Kallikak Family

May 23rd 2007

(Tell-All Records; 2005)

By Peter Hepburn | 30 December 2007

I don’t get Keith Fullerton Whitman. I mean, I suppose I get what he’s going for and how, technically, Multiples is a good record. I just don’t see it as something particularly rewarding to listen to. Which could be considered odd, I suppose; I enjoy the works of the Estonian minimalist composer Arvo Pärt, I have been known to listen to albums by Brian Eno released after 1975, and yet I just can’t get why I should really give Multiples another listen.

All of which made me a bit hesitant to tackle The Kallikak Family’s beautiful May 23rd 2007, but, as it turns out, “ambient” and “soulful” can go hand in hand. Unlike Multiples, May 23rd 2007 doesn’t rely on long blocks of repeated noise; rather, Kallikak Family keeps changing the formula incessantly, melding genres, and keeping tracks at a pleasantly ADD-friendly length.

May 23rd 2007 is the brain child of Andrew Peterson who, according to the back story on the record, also serves in the title role for the album. I fuck you not—it’s all there on the website: “Before May 23rd 2007 was a date, he was Andrew Peterson.” Indeed. Put this together with the fact that Mr. 2007/Peterson was a touring bassist for the Microphones and that Kallikak Family’s first record was more in the folk-pop grain (and dude has a beard) and the average listener starts slowly backing out of the room. It’d be a shame though, because Peterson has managed quite a feat: an intriguing, beautifully constructed experimental ambient record that, after 20 listens, I still can’t claim to begin to understand.

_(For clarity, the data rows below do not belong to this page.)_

PR #396, opened 2015-08-01
Update Taplytics to 2.4.0

jonathannorris:
@f2prateek was still unable to run `make build` getting this when I remove the `Podfile.lock` file: 
```
Updating local specs repositories
Analyzing dependencies
[!] Unable to satisfy the following requirements:

- `MoEngage-iOS-SDK (= 1.4.3)` required by `Podfile`
- `MoEngage-iOS-SDK (= 1.4.3)` required by `Podfile`
make: *** [deps] Error 1
```

### DIFF
--- a/scripts/integrations.json
+++ b/scripts/integrations.json
@@ -109,7 +109,7 @@
       "name": "Taplytics",
       "dependencies": [{
         "name": "Taplytics",
-        "version": "2.3.12"
+        "version": "2.4.0"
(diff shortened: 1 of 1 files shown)


f2prateek:
@jonathannorris Thanks, I think the issue is from using CocoaPods 0.38.2 to build the library. Now that I've narrowed down the cause, we should be able to fix it.

PR #812, opened 2019-03-12
Remove broken .clang-format symlink

tallpants:
**What does this PR do?**
Removes the broken `.clang-format` symlink.

Nope, but you might need to commit a real `.clang-format` file.

 It was a symlink to a file on one of the dev's local machines, so there's really no reason at all to have it here. If you insist on having a `.clang-format` file in the repo we ought to commit a real one.

No tickets.

**Questions:**
- Does the docs need an update? -- No
- Are there any security concerns? -- No
- Do we need to update engineering / success? -- No

### DIFF
--- a/.clang-format
+++ b/.clang-format
@@ -1,1 +1,0 @@
-/Users/prateek/dev/src/github.com/square/spacecommander/.clang-format


f2prateek:
This seems to break the CI build https://circleci.com/gh/segmentio/analytics-ios/5690

tallpants:
@f2prateek could you commit the real `.clang-format` file to this branch? I think you have permission to push commits to it since you're a maintainer.

tallpants:
I think that should fix the CI build.

f2prateek:
Looks like the CI is still broken?

For reference, here's the file I had used https://github.com/square/spacecommander/blob/master/.clang-format

f2prateek:
Seems like maybe we should use it via a submodule (https://github.com/square/spacecommander#details)

PR #813, opened 2019-03-13
add stale configuration

f2prateek:
This PR adds a config for [stale](https://probot.github.io/apps/stale/) to clean up our old issues and PRs.

### DIFF
--- a/.github/stale.yml
+++ b/.github/stale.yml
@@ -1,0 +1,12 @@
+daysUntilStale: 60
+daysUntilClose: 7
+exemptLabels:
+  - pinned
+  - security
+staleLabel: wontfix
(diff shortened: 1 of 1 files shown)


.github/stale.yml
```diff
@@ -0,0 +1,12 @@
+daysUntilStale: 60
+daysUntilClose: 7
```
nhi-nguyen: what's our general policy? if there is none, perhaps we should have one written up to be implemented across all libraries?

f2prateek: starting one here https://paper.dropbox.com/doc/Libraries-Stale-Policy--AZW~MXAQ_Pn~fUKEZhq9vYbYAg-tiUzSGiTErmeXLWEdXNbW

PR #822, opened 2019-05-16
Fix app updated event

mihai8804858:
**What does this PR do?**
Fixes an issue when `Application Updated` event is not being triggered under some circumstances.

If you have a test application, try open the app under these conditions:
* There is no info stored about previous version / build -> `Application Installed` should be triggered
* There is info stored about previous version / build
    * Previous and current versions are the same
        * Previous and current builds the same -> No event should be triggered
        * Previous and current builds are different -> `Application Updated` should be triggered
    * Previous and current versions are different
        * Previous and current builds the same -> `Application Updated` should be triggered
        * Previous and current builds are different -> `Application Updated` should be triggered

The current implementation id `Application Updated` event only checks if previous and current builds are different. This means that if version has changed but builds didn't, this event will not be triggered.

**Questions:**
- Does the docs need an update? - NO
- Are there any security concerns? - NO
- Do we need to update engineering / success? - NO

### DIFF
--- a/Analytics/Classes/SEGAnalytics.m
+++ b/Analytics/Classes/SEGAnalytics.m
@@ -138,13 +138,17 @@ NSString *const SEGBuildKeyV2 = @"SEGBuildKeyV2";
             @"version" : currentVersion ?: @"",
             @"build" : currentBuild ?: @"",
         }];
-    } else if (![currentBuild isEqualToString:previousBuildV2]) {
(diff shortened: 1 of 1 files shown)


bsneed:
Closing this since it's so out of date.  Please reopen if it's brought to current. Thanks for the contribution and my sincere apologies it's taken so long to be merged.

PR #825, opened 2019-06-05
Support UIKit for Mac apps

fathyb:


bsneed:
cc @migs647

mattgallagher:
This might be the wrong approach – trying to subtract macOS Catalyst from iOS targets. Instead, since CoreTelephony.framework exists on macOS Catalyst, it might be better to simply link it on macOS since the real problem I suspect this PR is aiming to fix is that CoreTelephony is not automatically linked for macOS Catalyst.

For example, I was getting:

```
Undefined symbols for architecture x86_64:
  "_OBJC_CLASS_$_CTTelephonyNetworkInfo", referenced from:
      objc-class-ref in Analytics.o
ld: symbol(s) not found for architecture x86_64
clang: error: linker command failed with exit code 1 (use -v to see invocation)
```

but adding the following to the Package.swift file after the cSettings:

```
            linkerSettings: [
                .linkedFramework("CoreTelephony", .when(platforms: [.iOS]))
            ]
```

fixes the problem.

bsneed:
This has been done in 4.0.4.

Perhaps what grabs me most about the record is Peterson’s unwillingness to be boxed into a genre. Indeed, ambient might not be the right category for this record at all, though there are certainly strong elements of the style. Rather, Peterson dips into field recordings, drone, electronic, and folk, melding them together in what turns out to be a remarkably fluid manner. Imagine if Phil Elvrum painted with a larger palette and you’re heading in the right direction.

Peterson starts of the record with the blaring drone of “Organ Tuning/Surgery” and lets his sound grow, loop, and crackle through the next three tracks. The beautiful title track runs on a glitch beat that self-destructs as soon as it manages to establish itself, but he follows it by building on the snippets of sound and conversation that had just barely surfaced on the previous track. It gives the impression of a more ephemeral Books, stripped of the politics and wit and left with just the sort of out-of-place strangeness that they introduced with “Motherless Bastard” off Thought for Food (though distinctly less creepy).

What really makes the record stand out, though, is when Peterson surfaces for air. Coming off the vaguely Flaming Lips “Third Phase,” the electronics are stripped away entirely for the gorgeous acoustic “Guitar 1.” It’s a beautiful piece of music standing on its own, but hearing it flowing naturally out of the previous 10 minutes of drone and glitch electronics is startling and lends it a greater depth. Peterson manages almost the same effect with “Guitar 2,” later in the record, though there he phases the last 20 seconds into the fuzzy “Miking a Drumkit.” The acoustic guitar tracks never like an escape from what came before, but instead they end up serving a clear purpose in the evolution of the record. This comes together most clearly on “October 25th,” where Peterson completely mixes the two elements, laying a glitch beats on hard over the guitar line the centers the track.

The “Portland, Oregon” series at the center of the album jumps all over the place, though it has a more vocal aspect than the rest of the record. We start with the ethereal wailing of part 1, head through the unintelligible chatter and song of part 2, skip to the beautiful wash of sound approach of part 3, and end up with the subtle drum programming and light keyboards of part 4. Again, there’s no particular explanation, but give it a dozen listens and it becomes pretty clear that it’s the right way to go about things.

There are a couple of spots where May 23rd 2007 drags. “Final Phase” isn’t quite as rewarding as it could be, though the stripped down reprise of the title track closes the album on a perfectly gloomy note. Peterson’s beat programming and drum work throughout the album has its faults, and though they could probably just be written off as part of the concept, it’d be interesting to hear someone with Dan Snaith’s drum skills take a shot at reforming a song like “Portland, Oregon Part 4.”

Generally, though, this is a record that has to be accepted as a whole, warts and all, and given a good dozen listens before an opinion can really be reached. While there are certainly elements (especially the two acoustic guitar tracks) that will jump out the first few times through, May 23rd 2007 is the sort of record that requires both enormous patience and a willingness to accept that you’re probably never going to fully get what’s going on. Imagine Panda Bear’s gorgeous and indecipherable Young Prayer reinterpreted through a filter of Four Tet and The Books. On paper it doesn’t sound that promising, but somehow it works beautifully in execution.